And now some jazz… up next on my ongoing quest to lose half my audience: Yoshio Ohtomo Quartet’s As A Child. I kid, of course. Classifying this under jazz is like classifying Dylan’s latest masterpiece “Murder Most Foul” as rock ‘n’ roll or the multi-layered yeoman tomes of the late John Prine as folk. It’s all jazz. And like all good things, As A Child is this sublime piece of immediate music like Coltrane’s A Love Supreme and Stevie Wonder’s Songs In The Key Of Life, joyful incantations to the beauty that is living through yet another day in touch with that precious commodity in this world: love.
Released in 1978, under Japan’s Seven Seas label, few would know then that As A Child would in fact be Yoshio Otomo’s (original spelling preserved) final recorded testament before he’d moved on elsewhere, joining the ranks of session and live performance musicians doing the great unheralded work of adding the cherry on top of others music. Here, though, we find this genius saxophonist from Tokyo in full flight, taking inspiration from spiritual jazz and running it through the prism of that reflective state of his life.
Yoshio began his career in the early ‘60s after transitioning from an early study in clarinet and piano to learning/mastering the alto saxophone at Tokyo’s Nihon University College of Arts. Fumio Itabashi, of Nature fame, would give him his first pro gig as a member of Itabashi’s short-lived jazz quintet. A not-so-brief stint in America studying at Berklee’s College of Music would find him catch the eye of renowned J-Jazz giant Sadao Watanabe who would spur him to come soon enough to Japan and create his own band, signing with Japan’s now iconic Three Blind Mice jazz label (early home of Isao Suzuki, Kimiko Kasai, and many others).
Known for his emotional “crying sax” sound, it was Yoshio who’s roots in bop jazz fused with the new school/soul influenced music other label mates were creating. Otomo contributed to his first Three Blind Mice masterpiece, the Takashi Mizuhashi Quartet’s quite meaningful reimaginings of soul standards on Live In “5 Days In Jazz 1974” – When A Man Loves A Woman, while joining up with fellow sax-brother-in-arms Hidefumi Toki a year later to create the hard-as-nails bop jazz of Lover Man. Just a year later Yoshio would go on that path leading him to As A Child.
Working under the quartet format with an additional drummer, keyboardist, and bassist, Yoshio would create a recording and performing band to explore a more spiritual sound. Oh! Friends kicked it off with Fumio Watanabe on drums, Satoshi Kosugi on bass, and Junichiro Ohguchi manning the keys. This debut as leader showed he had something new to add to the scene. By the time of As A Child Yoshio Otomo’s quartet had morphed into this final lineup that would include two relative unknowns — Yoshino Akiyoshi on drums and Toshiyuki Sekine on electric piano — to forge that path towards the brighter, warmer, more meditative sound Yoshio was after.

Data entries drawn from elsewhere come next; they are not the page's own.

PR #529, opened 2023-05-01
For GUNW workflow with bucket argument, does nothing if SLCs are not within Weather Model's Valid Range

### LINKED ISSUE #526: Enhancement to not update GUNW if Weather Model is Not Available for SLC Dates
For the ARIA-GUNW workflow, we do not want the operator to necessarily have to worry about the temporal availability of a weather model because the new GUNW will have additional layers that we still want to deliver to the DAAC even if RAIDER cannot be applied.

Examples:

1. Processing S1 data within 3 months of current date (no HRRR data will be available).
2. Processing the Aleutian Volcano chain but we can only go back to 2018 with HRRR there.

Will access weather model's instance variable `_valid_range` here: https://github.com/dbekaert/RAiDER/blob/dev/tools/RAiDER/cli/raider.py#L496

Will be very straightforward.

cmarshak:
## Description
Resolves #526

(I also remove trailing white space in some of the python files that were edited).

An error (`ValueError`) is still thrown if HRRR is selected, but this is not within the coverage area - we can easily "do nothing" if this is desired (say we want to process a track across a boundary of HRRR spatial availability). 

## Motivation and Context
Complete workflow for GUNWs if SLC acquisitions do not fall into the weather model's valid date range.

## Notes
Modified `hrrr.py` in models to allow for the importing of constants (specifically the coverage areas) without instantiating the weather model classes.


tools/RAiDER/models/__init__.py
```diff
@@ -0,0 +1,7 @@
+from .era5 import ERA5
+from .era5t import ERA5T
+from .gmao import GMAO
+from .hres import HRES
+from .hrrr import HRRR, HRRRAK
+
+__all__ = ['HRRR', 'HRRRAK', 'GMAO', 'ERA5', 'ERA5T', 'HRES']
```
cmarshak, line 7: Allows me to import these classes from models instead of having to use each weather model file directly.

setup.py
```diff
@@ -44,4 +44,5 @@
 setup(
     ext_modules=cython_extensions + pybind_extensions,
     cmdclass={"build_ext": build_ext},
+    package_data={'tools': ['RAiDER/models/*.zip']}
```
cmarshak, line 47: @jhkennedy - can you confirm this is done correctly?

I am using https://docs.python.org/3.11/distutils/setupscript.html#installing-package-data

Want to include a zipped file as data.

tools/RAiDER/aria/prepFromGUNW.py
```diff
@@ -10,20 +10,102 @@
...
+        else:
+            raise ValueError('HRRR was requested but it is not available in this area')
+
+    # source: https://stackoverflow.com/a/7668273
+    # Allows us to get weather models as strings
+    # getattr(module, 'HRRR') will return HRRR class
+    module = sys.modules['RAiDER.models']
+    weather_model_names = module.__all__
+    if weather_model_name not in weather_model_names:
+        raise ValueError(f'The "weather_model_name" must be in {", ".join(weather_model_names)}')
```
bbuzz31, line 94: can this be combined with `cli.validators.modelName2Module`?

bbuzz31 (approved):

tools/RAiDER/models/__init__.py
dbekaert: I thought we made it agnostic for users if its HRRR it can do conus and alaska. Adding it under allowed models might break assumptions from @jlmaurer

cmarshak: > Can you combine this with models.allowed.ALLOWED_MODELS?

the `__all__` reserved keyword is for importing from a module. It allos me to write `from RAiDER.models import HRES` rather than `from RAiDER.models.hres import HRES`. It's not changing any functionality.

That said, I believe it is good practice to decouple the constant `ALLOWED_MODELS` and those objects listed in `__all__` (partly because flake8 says so: https://stackoverflow.com/a/49266468). I don't think we want `__all__ = ALLOWED_MODELS + ...`. Also, I am including `HRRRAK` and we could potentially add more constants or functions not all of which are models, so the reverse `ALLOWED_MODELS = RAiDER.models.__all__` would not work.

> I thought we made it agnostic for users if its HRRR it can do conus and alaska. Adding it under allowed models might break assumptions from @jlmaurer

From what I can see, there is an instance method for [`_fetch`](https://github.com/dbekaert/RAiDER/blob/dev/tools/RAiDER/models/hrrr.py#L82-L102) and this does what you are discussing, i.e. fetching the weather model files for `CONUS` or `AK` depending on the bounds. I am using properties of the weather model instances. Unfortunately, this does not impact the instance properties. To update the classes to dynamically update the properties I am using (`_date_range`) could be a lot more work.

tools/RAiDER/aria/prepFromGUNW.py
cmarshak: These functions are built in so let's just leave it for now (until another PR). I would have to modify the said function because HRRRAK is in the file HRRR (`cli.validators.modelName2Module` assumes weather models are in the same file as their name). Let's keep the `cli` and the GUNW workflow separate for now.

The more I think about this, my opinion is that there should be some constants that can be shared and imported without requiring us to access module attributes or instantiating classes. We should just have a dictionary or variable for valid date range for each model. Initializing an instance of a model is not great particularly because a a given weather model doesn't get initialized based on the bounding box of the AOI so we have to write in control flow anyways based on constants regardless. I think this should be a small separate PR and we can ask Jeremy what he thinks.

As pictured on the album cover taken of him with his daughter by his wife, Yoshio had found a meaningful amount of creativity and happiness being able to step back from the rigorous career of being a musician and to simply focus on recording when the mood struck. For three years, Yoshio had purposefully taken a step back from various gigs and became more choosy with his life choices. Out of five songs captured, four would be originals. Songs like the titular track, “As A Child”, speak of mellow moods shifting from contemplative bass and piano ruminations that get broken open, like cracking open a window on a fresh spring day, letting Yoshio and Yoshino bring glorious sonic light into the mix. “Happy Talk” closes the A-side with a wonderful sax workout calling back to Yoshio’s roots in post bop, in a way that shows absolute joy in the music.
The B-side would send us back to this gorgeous nostalgia-inducing jazz that’s wonderfully soft and delicate, in a way that doesn’t exactly scream as being entirely possible to do on an alto…without falling into the schmaltz trap. “In A Spring Little Waltz” kicks it off with a latin/bossa nova-indebted meandering that transforms into another open-hearted spirit of a certain lightness that only the introduction of Yoshio’s sax can bring. Quite lyrical, Yoshio Otomo’s work on As A Child reminds me of Donald Byrd’s in between light descending upon his own work. It just feels as good as it sounds. I mean who can refuse that wonderfully cozy vibe laid down by Toshiyuki and Satoshi, the others are hard pressed to remove those sheets.
The album would end on two tracks: “Sentimental Steps” and a wistful cover of Stevie Wonder’s “All In Love Is Fair”, however, by then, in its “not-so-short-by-’70s-standards” 40 minute run time, As A Child has a way to draw you into its loving world. It’s all layered, yearning, inviting, and just enough to never wear out its welcome. Perfect music to share with others you love the most. You might not love jazz but you’ll all love jazz just like this.